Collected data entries
PR #1312, opened 2023-03-20
[ADD] Use data_link helper for qc_panel

natacha-beck:
Use the Subviewer mechanism in order to display files in QC_panel if a viewer is available.

### DIFF
--- a/BrainPortal/app/helpers/userfiles_helper.rb
+++ b/BrainPortal/app/helpers/userfiles_helper.rb
@@ -79,7 +79,7 @@ module UserfilesHelper
 
   # Generates links to pretty file content for files inside FileCollections.
   # Generates a download link if no viewer code can be found for the files.
-  def data_link(file_name, userfile)
+  def data_link(file_name, userfile, replace_div_id="sub_viewer_filecollection_cbrain")
     full_path_name  = Pathname.new(userfile.cache_full_path.dirname + file_name)
 
     display_name  = full_path_name.basename.to_s
@@ -87,9 +87,10 @@ module UserfilesHelper
 
     file_lstat = full_path_name.lstat  # lstat doesn't follow symlinks, so we can tell if it is one
 
-    return h(display_name) unless file_lstat.file?
+    return h(display_name) if !file_lstat.file? && !userfile.is_a?(SingleFile)
 
-    matched_class = SingleFile.descendants.unshift(SingleFile).find { |c| file_name =~ c.file_name_pattern }
+    matched_class = SingleFile.descendants.unshift(SingleFile).find { |c| file_name =~ c.file_name_pattern } ||
+                    userfile.class
     viewer        = matched_class.class_viewers.first.partial rescue nil
 
     if matched_class && viewer
@@ -100,10 +101,10 @@ module UserfilesHelper
                                              :viewer                => viewer,
                                              :viewer_userfile_class => matched_class
                                              ),
-            :replace => "sub_viewer_filecollection_cbrain",
+            :replace => replace_div_id,
           }
         ) do
-          ("<span class=\"sub_viewable_link\">"+display_name+"</span>").html_safe
+          ("<span class=\"sub_viewable_link "+replace_div_id+"\">"+display_name+"</span>").html_safe
       end
     elsif display_name =~ /\.html$/i # TODO: this will never happen if we ever create a HtmlFile model with at least one viewer
       link_to "#{display_name}",
--- a/BrainPortal/app/helpers/userfiles_helper.rb
+++ b/BrainPortal/app/helpers/userfiles_helper.rb
@@ -87,10 +87,12 @@ module UserfilesHelper
 
     file_lstat = full_path_name.lstat  # lstat doesn't follow symlinks, so we can tell if it is one
 
-    return h(display_name) if !file_lstat.file? && !userfile.is_a?(SingleFile)
+    # return if userfile class is a FileCollection and file is not a file (i.e. a directory)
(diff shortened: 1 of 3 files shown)


BrainPortal/app/helpers/userfiles_helper.rb
```diff
@@ -100,10 +103,10 @@ def data_link(file_name, userfile)
                                              :viewer                => viewer,
                                              :viewer_userfile_class => matched_class
                                              ),
-            :replace => "sub_viewer_filecollection_cbrain",
+            :replace => replace_div_id,
           }
         ) do
-          ("<span class=\"sub_viewable_link\">"+display_name+"</span>").html_safe
+          ("<span class=\"sub_viewable_link "+replace_div_id+"\">"+display_name+"</span>").html_safe
```
prioux, line 109: ID vs CLASS to resolve.

natacha-beck: Should be ok now.

BrainPortal/app/views/userfiles/_default_qc_panel.html.erb
```diff
@@ -22,15 +22,29 @@
...
+      </span>
+    <% end %>
   <% end %>
-<% end %>
+</div>
+
+<script type="application/javascript">
+  // Find the link inside the div and click it
+  var subViewerDiv  = $("#<%= div_id_to_replace %>");
+  var subViewerLink = subViewerDiv.find(".ajax_onclick_show_element");
```
prioux, line 46: What is this class? How is it added to the HTML elements? If it's done later after the page is loaded, could this script be executed too early? Maybe the script tag shoudl use the attribute `defer` ?

prioux: Try this in a bran new browser in incognito and no cached javascript

natacha-beck: Done, it works fine in an incognito browser.

BrainPortal/app/views/userfiles/_default_qc_panel.html.erb
```diff
@@ -22,15 +22,29 @@
...
+  <% if ! @userfile.is_locally_synced? %>
+    This file must be synced locally to view QC data.
   <% else %>
-    <span class="warning">
-    This file does not seem to contain any QC data, or no template is available to QC this file type.
-    </span>
+    <% link = data_link(@userfile.name, @userfile, div_id_to_replace) %>
+    <% if link =~ /data-url=/%>
+        <%= link %>
+      </div>
```
prioux, line 34: Your DIV structure is imbalanced!!!

BrainPortal/app/views/userfiles/_quality_control_panel.html.erb
```diff
@@ -36,10 +36,12 @@
     <legend>Navigation: file <%= @current_index + 1 %> out of <%= @filelist.size %></legend>
     <%= link_to_userfile_if_accessible(@userfile, current_user, :html_options => { :target => '_blank' }) %>
     <p>
-    <% if @current_index > 0 %>
+    <% first_file = @current_index > 0 %>
```
prioux, line 39: I don't get it. The variable 'first_file' is TRUE when this is NOT the first file ?!?!? What kind of naming is this?

prioux (changes requested):
Fix bugs please

prioux (changes requested):
See comments

BrainPortal/app/views/userfiles/_default_qc_panel.html.erb
```diff
@@ -23,14 +23,30 @@
...
     <span class="warning">
-    This file does not seem to contain any QC data, or no template is available to QC this file type.
+      This file does not seem to contain any QC data, or no template is available to QC this file type.
     </span>
   <% end %>
 <% end %>
 
+<script type="application/javascript" defer>
+  // Find the link inside the div and click it
+  <% if div_id_to_replace %>
```
prioux, line 45: I feel uncomfortable about the scope of the variable `id_to_replace` though. It feels it is a local variable inside a code block well above in the HTML page, so maybe move its initialization out to be at the level of the entire page, or (better) move the entire script tag inside the `if link =~ /data-url/`

BrainPortal/app/views/userfiles/_default_qc_panel.html.erb
```diff
@@ -23,14 +23,30 @@
...
-  This file must be synced locally to view QC data.
+  <span class="warning">
+    This file must be synced locally to view QC data.
+  </span>
 <% else %>
-  <% if @userfile.is_a?(ImageFile) %>
-    <%= image_tag url_for(:action  => :content, :id => @userfile.id) %><br>
+  <% div_id_to_replace = "sub_viewer_#{@userfile.id}" %>
+  <% link = data_link(@userfile.name, @userfile, div_id_to_replace) %>
+  <% if link =~ /data-url=/%>
```
prioux, line 32: Please add a space before the final `%>`

prioux: Also, here would go the `<script>` tag

BrainPortal/app/views/userfiles/_default_qc_panel.html.erb
prioux: My original comment before I suggested moving the script tag was that the condition `if div_id_to_replace` shoudl go AROUND the entire script tag, but that is moot if you move the script tag to the HTML above.

prioux (changes requested):
Re-entered some comments

PR #1316, opened 2023-03-28
[FIX] BTQ integrator outputfile type setter

### LINKED ISSUE #1315: BTQ integration: error save result with *.mat folder.
I have a tool ([mcflirt](https://fsl.fmrib.ox.ac.uk/fsl/fslwiki/MCFLIRT))  that produce a folder named *_mcf.mat. 
When running the tool I get: 

> CbrainError: Error: incompatible directory 'D99_template_pd_mcf.mat' given for a SingleFile.

My first try to fix the bug was to set `BoutiquesOutputFileTypeSetter` for the output to `FileCollection` but it still failed because it is ignore in `name_and_type_for_output_file` of `boutiques_cluster_task.rb`.

natacha-beck:
Fix #1315

### DIFF
--- a/BrainPortal/app/models/boutiques_cluster_task.rb
+++ b/BrainPortal/app/models/boutiques_cluster_task.rb
@@ -331,7 +331,8 @@ class BoutiquesClusterTask < ClusterTask
 
     # Get basename, use it to guess the class
     name = File.basename(pathname)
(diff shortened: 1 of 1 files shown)


prioux:
Rejected. You can't refer to custom external module in the base framework like that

## [Aim of the exercise]
Please say only the number of lines in the data that hold "shoudl".

## [Exercise result]
2